[Stored items]
== Segment start ==
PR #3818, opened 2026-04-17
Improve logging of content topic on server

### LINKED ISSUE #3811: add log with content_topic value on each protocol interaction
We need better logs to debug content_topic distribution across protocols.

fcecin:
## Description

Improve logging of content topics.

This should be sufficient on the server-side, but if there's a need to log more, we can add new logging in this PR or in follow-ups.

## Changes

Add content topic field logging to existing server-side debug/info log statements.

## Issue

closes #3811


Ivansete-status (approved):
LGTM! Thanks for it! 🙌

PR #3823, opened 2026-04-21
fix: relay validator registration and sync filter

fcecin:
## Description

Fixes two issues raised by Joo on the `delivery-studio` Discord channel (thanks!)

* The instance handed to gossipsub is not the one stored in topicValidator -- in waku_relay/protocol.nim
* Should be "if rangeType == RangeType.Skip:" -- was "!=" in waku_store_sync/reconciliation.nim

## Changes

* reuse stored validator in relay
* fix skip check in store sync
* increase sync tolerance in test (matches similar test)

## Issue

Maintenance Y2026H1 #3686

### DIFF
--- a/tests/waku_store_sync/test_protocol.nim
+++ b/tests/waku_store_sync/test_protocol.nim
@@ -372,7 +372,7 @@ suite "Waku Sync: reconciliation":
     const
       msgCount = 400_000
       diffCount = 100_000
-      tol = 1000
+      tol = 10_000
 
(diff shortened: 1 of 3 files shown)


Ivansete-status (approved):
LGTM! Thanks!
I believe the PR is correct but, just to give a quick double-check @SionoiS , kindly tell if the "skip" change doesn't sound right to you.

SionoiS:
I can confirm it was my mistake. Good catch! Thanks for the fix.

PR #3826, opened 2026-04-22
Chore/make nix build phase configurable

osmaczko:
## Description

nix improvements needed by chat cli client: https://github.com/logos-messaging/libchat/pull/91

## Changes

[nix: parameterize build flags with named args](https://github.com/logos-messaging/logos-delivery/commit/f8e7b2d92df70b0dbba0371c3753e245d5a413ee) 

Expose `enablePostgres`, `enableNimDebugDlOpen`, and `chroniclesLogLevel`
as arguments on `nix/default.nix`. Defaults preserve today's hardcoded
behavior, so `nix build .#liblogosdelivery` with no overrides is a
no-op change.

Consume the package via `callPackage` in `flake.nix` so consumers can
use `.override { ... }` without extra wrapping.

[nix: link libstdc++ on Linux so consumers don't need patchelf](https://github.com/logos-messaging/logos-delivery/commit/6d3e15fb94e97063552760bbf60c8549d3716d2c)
== Segment end ==
▸ ASSIGNED TASK
Set all the entries above down again exactly.

▸ WRITTEN SOLUTION
PR #3818, opened 2026-04-17
Improve logging of content topic on server

### LINKED ISSUE #3811: add log with content_topic value on each protocol interaction
We need better logs to debug content_topic distribution across protocols.

fcecin:
## Description

Improve logging of content topics.

This should be sufficient on the server-side, but if there's a need to log more, we can add new logging in this PR or in follow-ups.

## Changes

Add content topic field logging to existing server-side debug/info log statements.

## Issue

closes #3811


Ivansete-status (approved):
LGTM! Thanks for it! 🙌

PR #3823, opened 2026-04-21
fix: relay validator registration and sync filter

fcecin:
## Description

Fixes two issues raised by Joo on the `delivery-studio` Discord channel (thanks!)

* The instance handed to gossipsub is not the one stored in topicValidator -- in waku_relay/protocol.nim
* Should be "if rangeType == RangeType.Skip:" -- was "!=" in waku_store_sync/reconciliation.nim

## Changes

* reuse stored validator in relay
* fix skip check in store sync
* increase sync tolerance in test (matches similar test)

## Issue

Maintenance Y2026H1 #3686

### DIFF
--- a/tests/waku_store_sync/test_protocol.nim
+++ b/tests/waku_store_sync/test_protocol.nim
@@ -372,7 +372,7 @@ suite "Waku Sync: reconciliation":
     const
       msgCount = 400_000
       diffCount = 100_000
-      tol = 1000
+      tol = 10_000
 
(diff shortened: 1 of 3 files shown)


Ivansete-status (approved):
LGTM! Thanks!
I believe the PR is correct but, just to give a quick double-check @SionoiS , kindly tell if the "skip" change doesn't sound right to you.

SionoiS:
I can confirm it was my mistake. Good catch! Thanks for the fix.

PR #3826, opened 2026-04-22
Chore/make nix build phase configurable

osmaczko:
## Description

nix improvements needed by chat cli client: https://github.com/logos-messaging/libchat/pull/91

## Changes

[nix: parameterize build flags with named args](https://github.com/logos-messaging/logos-delivery/commit/f8e7b2d92df70b0dbba0371c3753e245d5a413ee) 

Expose `enablePostgres`, `enableNimDebugDlOpen`, and `chroniclesLogLevel`
as arguments on `nix/default.nix`. Defaults preserve today's hardcoded
behavior, so `nix build .#liblogosdelivery` with no overrides is a
no-op change.

Consume the package via `callPackage` in `flake.nix` so consumers can
use `.override { ... }` without extra wrapping.

[nix: link libstdc++ on Linux so consumers don't need patchelf](https://github.com/logos-messaging/logos-delivery/commit/6d3e15fb94e97063552760bbf60c8549d3716d2c)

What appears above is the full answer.